I certainly am, as much as I did with the original in '84.
 
The scale is meaningless but for fringe interests. There is nothing to see anyway. The galaxy is been created for the sake of it - not gameplay. A fraction would have done as well - but without having to press J thousands of times and watch th same loading screen over and over and over and over and over and over and over and over and over and over and over and over and over and over and over and over and over and over and over and over and over and over and over and over and over and over and over and over and over and over and over and over and over and over and over and over and over and over and over and over and over and over and over and over and over and over and over and over and over and over and over and over and over and over and over and over and over and over and over and over and over and over and over and over and over and over and over and over and over and over and over and over and over and over and over and over and over and over and over and over and over and over and over and over and over and over and over and over and over and over and over and over and over and over and over and over and over and over and over and over and over and over and over and over and over and over and over and over and over again.
You've not yet even left the bubble with that tbh
 
Back in the day, just after launch, we got a lot of folks on these forums complaining about a "lack of progression mechanics" - as if that was somehow required to make any game worth playing.

The whole point was that ED wasn't that kind of game - at least in its fundamentals. Sure, there were "ways to progress" whether that was down one of the three rating paths, building your fleet, ranking up with a superpower (PP wasn't a thing) but you could take your time, enjoy what you were doing and have fun with your game time without always having an eye on some arbitrary progress meter. "Progress" down any one of those paths - or, more usually, down several of them at once - would happen anyway just from playing. One didn't need to "rush the endgame" to "git gud" at Elite.

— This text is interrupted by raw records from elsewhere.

Issue #8654, opened 2020-08-01
URLs have unexpected colours


ygoe:
### Description of the Issue
In any document, URLs have an unexpected formatting when hovered with the mouse cursor or when the text cursor is inside the URL text span. This formatting does not correspond to what I've set in my styles (#0000ff foreground, white background, underlining).

### Steps to Reproduce the Issue
1. Open or create any document
2. Find or type a URL like this: https://github.com
3. Place the mouse cursor over the URL / place the text cursor inside the URL

### Expected Behavior
In previous versions (up to 7.8.8) the mouse cursor would change the URL to blue text colour and underline it. The background remains unchanged (white). The text cursor did not alter the URL's appearance in any way.

Previous versions didn't seem to care for my style setting either. At least my styles had a grey background and no underlining, which has never been the way how it was displayed anyway. But the default was okay for me.

### Actual Behavior
With both, mouse and text cursor, the URL is now displayed with a blue-ish background, the text colour remains unchanged (black for text, grey for Bash comments, whatever you have) and it's not underlined. The text contrast is a little low depending on the current foreground colour.

Additionally, when moving the text cursor on the URL (the background turns blue) and then moving the mouse cursor that's not over the URL, the blue background goes away. Text and mouse cursor seem to compete on the URL formatting and the later input event wins.

![Screenshot](https://user-images.githubusercontent.com/868315/89096408-d64c2d00-d3d6-11ea-9693-42ef62c86863.png)

### Debug Information
Notepad++ v7.8.9   (32-bit)
Build time : Jul 15 2020 - 20:26:50
Path : C:\Program Files (x86)\Notepad++\notepad++.exe
Admin mode : OFF
Local Conf mode : OFF
OS Name : Windows 10 Pro (64-bit) 
OS Version : 1709
OS Build : 16299.1087
Current ANSI codepage : 1252
Plugins : CustomizeToolbar.dll mimeTools.dll NppConverter.dll NppExport.dll NppSaveAsAdmin.dll

PR #8713, opened 2020-08-15
Bring blue underlined URLs back.

Uhf7:
This PR shows, how to bring the blue underlined URLs back, which seem to be so important to some Notepad++ users.

Last complain about it I read in #8654.

This can only be activated with a new release of Notepad++. This release would have to include a new _SciLexer.dll_, and together with this, the hover style for the URLs can be changed to `INDIC_EXPLORERLINK`.

I filed this modification also as https://sourceforge.net/p/scintilla/feature-requests/1371/, but they say: "Not in this version anymore". So if you want it, you will probably have to modify the Notepad++ version of _SciLexer.dll_. Luckily, there are only four lines to change.


Yaron10:
@Uhf7,

I'm on of those "some Notepad++ users" who prefer the old behavior on hover.
Thank you for this PR. The new implementation is now perfect.
:+1: 

`pView->execute(SCI_INDICSETALPHA, URL_INDIC, 70);` is not needed anymore, correct?

Uhf7:
@Yaron10,

I would wait, until a new Notepad++ specific SciLexer.dll is released, before modifying Notepad++.exe. This modifications should be done synchronous  with the next release, if  @donho goes this way.

And yes, using the new indicator style, the `SCI_INDICALPHA` is no longer necessary. This was to improve visibility of the `FULLBOX` style in dark themes. Which is another thing to think about, may be, some modifications of the themes must be taken back. Sorry for all that trouble, but in the end, it will be better and, hopefully, more future-safe, than before.

Yaron10:
If you check `No Underline`, links *are* underlined on hover.
This is actually not so bad IMO.

Or, did you mean some more changes were needed in NPP code?

Yaron10:
@Uhf7,

Mid-air collusion. :)

Uhf7:
> If you check No Underline, links are underlined on hover.

Yes, you would need two different hover styles too.

`INCDIC_TEXTFORE` (_no underline_) or `INDIC_EXPOLORERLINK` (_underline_) while hover, and `INDIC_HIDDEN` (_no underline_) or `INDIC_PLAIN` (_underline_) while normal.

Yaron10:
:+1: 
Thank you.

donho:
Isn't it easier to reverse to the old implementation?

sasumner:
> Isn't it easier to reverse to the old implementation?

That seems drastic.
It feels like a lot of good work has been put into changing this.

Uhf7:
> Isn't it easier to reverse to the old implementation?

This would have downsides too:
- The syntax-highlighting didn't work around URLs, that's why the new method has been introduced originally.
- The Scintilla doc says, that style byte partitioning is deprecated, so they will not fix syntax highlighting errors caused by it.
- The new implementation is shorter and easier to maintain.

Of course, Scintilla has not much indicator styles right now, but perhaps this can be improved over the time.

Notepad++ seems to have a pioneering role in using this indicators together with hovering, I didn't realize this at the start, but I wouldn't turn back being so close to finishing it.

donho:
After applying this PR and recompiling Scintilla, the behaviour remains the same:
image

Am I missing somethings?

Uhf7:
To put it into action, the hovered URL style must be changed in Notepad++ from `INDIC_FULLBOX` to the new `INDIC_EXPLORERLINK`. 

I didn't do this within this PR, because `INDIC_EXPLORERLINK` is unknown to all _SciLexer.dlls_  without this PR. So it can actually be done together with a new release of Notepad++ only. This release would have to include the new _SciLexer.dll_, and together with this, the indicator styles used for URLs should be changed as follows:
- normal
  - `INDIC_HIDDEN` (no underline) or `INDIC_PLAIN` (underline)
- hovered
  - `INCDIC_TEXTFORE` (no underline) or `INDIC_EXPOLORERLINK` (underline)

The `SCI_INDICSETALPHA , URL_INDIC, 70` call should be removed too.

I can include this modifications into this PR too, but then, it should only be integrated, when a new release of Notepad++ comes out.  Because, after it is integrated, the current developer version of the _Notepad++.exe_ cannot be used together with the signed version of the _SciLexer.dll_ from the last release 7.8.9.

donho:
Indeed, it works after replace `INDIC_FULLBOX` by `INDIC_EXPOLORERLINK` in Notepad++ codes.
However replace `INDIC_TEXTFORE` by `INDIC_EXPOLORERLINK` don't have expected effect (underline). In your modified Scintilla code, I can see `INDIC_EXPOLORERLINK` is new added and doing actually nothing. Could you give me a hint?

Yaron10:
```
{
	ScintillaEditView* pView = view ? view : _pEditView;

	int urlAction = (NppParameters::getInstance()).getNppGUI()._styleURL;
	LPARAM indicStyle = (urlAction == 2) ? INDIC_PLAIN : INDIC_HIDDEN;
	LPARAM indicHoverStyle = (urlAction == 2) ? INDIC_EXPOLORERLINK : INDIC_TEXTFORE;

	LPARAM indicStyleCur = pView->execute(SCI_INDICGETSTYLE, URL_INDIC);
	LPARAM indicHoverStyleCur = pView->execute(SCI_INDICGETHOVERSTYLE, URL_INDIC);

	if ((indicStyleCur != indicStyle) || (indicHoverStyleCur != indicHoverStyle))
	{
		pView->execute(SCI_INDICSETSTYLE, URL_INDIC, indicStyle);
		pView->execute(SCI_INDICSETHOVERSTYLE, URL_INDIC, indicHoverStyle);
		pView->execute(SCI_INDICSETFLAGS, URL_INDIC, SC_INDICFLAG_VALUEFORE);
	}
```

I suppose this is what @Uhf7 meant.

donho:
@Yaron10 Thank you. But I'm saying that: From my understanding, his PR doesn't seem to be able to have any effect.
But I just realized what it does (why it works) by writing to you.  
Thank you anyway.

@Uhf7 OK, I see why and how it work - `INDIC_EXPOLORERLINK` is an indication only for Notepad++ so Scintilla project will never accept integrating it.
OTOH, I prefer the current behaviour (`INDIC_FULLBOX `) so I would say let's see the reaction of users in the future.

Yaron10:
@donho,

:+1: 

>  I prefer the current behaviour `(INDIC_FULLBOX )`...

To each their own. :)

Uhf7:
> Scintilla project will never accept integrating it.

Actually, I wouldn't say this, but there may be a long way until we would have it in the Notepad++ _SciLexer.dll_. 

And if the original _SciLexer.dll_ makers say, we do it  now, then it may come with the next _SciLexer.dll_-Version (may be 5.xxx), and then, ...

I suggested that change, because it is a reasonably small change which will work on several new versions of _SciLexer.dll_ ahead, which means, no matter what they invent or change, the new `INDIC_EXPLORERLINK` style can be added easily to that new _SciLexer.dlls_.

As I see it, you have a lot of heavy modifications within _SciLexer.dll_ already, to transform it to a Notepad++ _SciLexer.dll_, so it would make no major difference, to add some more enhancements, like the `INDIC_EXPLORERLINK` style.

Those of us that tried to point this out got accused of trying to dictate how other people played the game, which was complete Bravo Sierra... It's up to them if they wanted to take the option or not, they just seemed unaware that it existed. Some of us, when the exasperation boiled over, said things like "well maybe this isn't the game for you, then" and caught quite a bit of (arguably justified) flak for it. But a lot of those folks who insisted on that progress pathway to validate their gaming experience have ragequit - and we're still here, still playing, still enjoying it.

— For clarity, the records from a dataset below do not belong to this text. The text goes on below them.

Issue #8674, opened 2020-08-06
Sorting with column block selection uses incorrect key


sasumner:
### Steps to Reproduce the Issue
1. Consider this text in an editor tab:
```
abcdef
abcddef
```
2. Make this column block selection:
![image](https://user-images.githubusercontent.com/30118311/89571291-67ffd400-d7f5-11ea-8828-c80da896f919.png)

3. Execute _Edit_ > _Line Operations_ > _Sort Lines Lexicographically Ascending_.

### Expected Behavior
Since the selected column key contains the same characters for both lines, the lines should remain in the original order after the sort.

### Actual Behavior
The lines incorrectly change order.

### Additionally
A zero-width column-block selection should use as the sort key each line's content from the column of the selection out to the end of line.  Currently, this type of selection will cause the **_single character_** at the caret column to be used as the key.

So, using the same data as above, and this selection:

![image](https://user-images.githubusercontent.com/30118311/89571437-aac1ac00-d7f5-11ea-98cb-42d1e2077d88.png)

will result in no change in line order, when it should swap the lines.

### Debug Information
Notepad++ v7.8.9   (32-bit)
Build time : Jul 15 2020 - 20:26:50
Path : C:\\.............\npp.7.8.9.bin\notepad++.exe
Admin mode : OFF
Local Conf mode : ON
OS Name : Windows 10 Enterprise (64-bit) 
OS Version : 1809
OS Build : 17763.1039
Current ANSI codepage : 1252
Plugins : mimeTools.dll NppConverter.dll NppExport.dll PythonScript.dll

donho:
Column selection should not be considered while sorting, otherwise there'll be a lot of cases (operations) should be taken into consideration.

sasumner:
@donho said:

>Column selection should not be considered while sorting

I don't understand this.  Column selection currently (N++ 7.8.9) **_IS_** considered while sorting, the current code is just doing it **_WRONGLY_**.

>a lot of cases (operations) should take column and multi-selection into consideration.

I agree that currently these types of selection operation support is lacking in N++, but it doesn't relate to current issue where column selection is already supported.

sasumner:
Changes from this issue released in Notepad++ version 7.9

PR #8717, opened 2020-08-15
Fix column key sort with col block starting in col1 bug

### LINKED ISSUE #8716: Sorting with column block key starting in first column sorts incorrectly

1. Consider this text in an editor tab:
```
abcdef
abcddef
```

2. Make this column block selection:
image

3. Execute *Edit > Line Operations > Sort Lines Lexicographically Ascending*.

### Expected Behavior
Since the selected column-sort-key contains the same characters for both lines, the lines should remain in the original order after the sort.

### Actual Behavior
The lines incorrectly change order:
image

### Additional

This bug sounds similar to the bug described in #8674 but it is distinctly different.

### Debug Information
Notepad++ v7.8.9 (32-bit)
Path : C:\.............\npp.7.8.9.bin\notepad++.exe
Admin mode : OFF
Local Conf mode : ON
OS Version : 1809
OS Build : 17763.1039
Current ANSI codepage : 1252

sasumner:
Fixes #8716

Note that when a column block begins in (user) column 1, `_fromColumn` is zero; in the original code this would cause `isSortingSpecificColumns()` to return `false`.

### DIFF
--- a/PowerEditor/src/MISC/Common/Sorters.h
+++ b/PowerEditor/src/MISC/Common/Sorters.h
@@ -50,9 +50,9 @@ protected:
 	{
 		if (isSortingSpecificColumns())
 		{
-			// prevent an std::out_of_range exception
 			if (input.length() < _fromColumn)
 			{
+				// prevent an std::out_of_range exception
 				return TEXT("");
 			}
 			else if (_fromColumn == _toColumn)
@@ -74,7 +74,7 @@ protected:
 
 	bool isSortingSpecificColumns()
 	{
-		return _fromColumn != 0 || _toColumn != 0;
+		return _toColumn != 0;
 	}
 
 public:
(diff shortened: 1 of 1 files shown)


donho:
@sasumner 
Isn't `return !( _fromColumn == 0 && _toColumn == 0);` more explicit?
Just want to have your thought.

sasumner:
@donho

>Isn't return !( _fromColumn == 0 && _toColumn == 0); more explicit?

I thought about doing it that way.
It seems more complicated but it probably reads better.

I think this would also work:
`return _toColumn != 0;`

Let me know if I should change it to your version; it's fine.

sasumner:
Implemented the `return _toColumn !=0;`.

Also, moved an unrelated comment slightly to have it make more sense.
Should have been moved with #8674 changes but wasn't.
I hope it is OK to move that comment here.

donho:
@sasumner 
I'm not a psychopath against to all "unrelated" modification. I'm OK with all modification in the right direction, if it doesn't prevent me from code review. :)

I certainly am, as much as I did with the original in '84.
Well, I think the progression they tacked on to ED like a wet, limp noodle effectively choked all the joy out of what you described earlier in ED's life cycle
 
There was a few at sag a*..
I could see how players could open up a bubble over at the core..it already got a wendys
I have to say all nice and helpful cmrd
 
You heard the man in the first page. He joined a few months ago and now he has an FC. Enough said. What about the rest of us who play since day one but don't like mining? We get some poop and a f..up economy.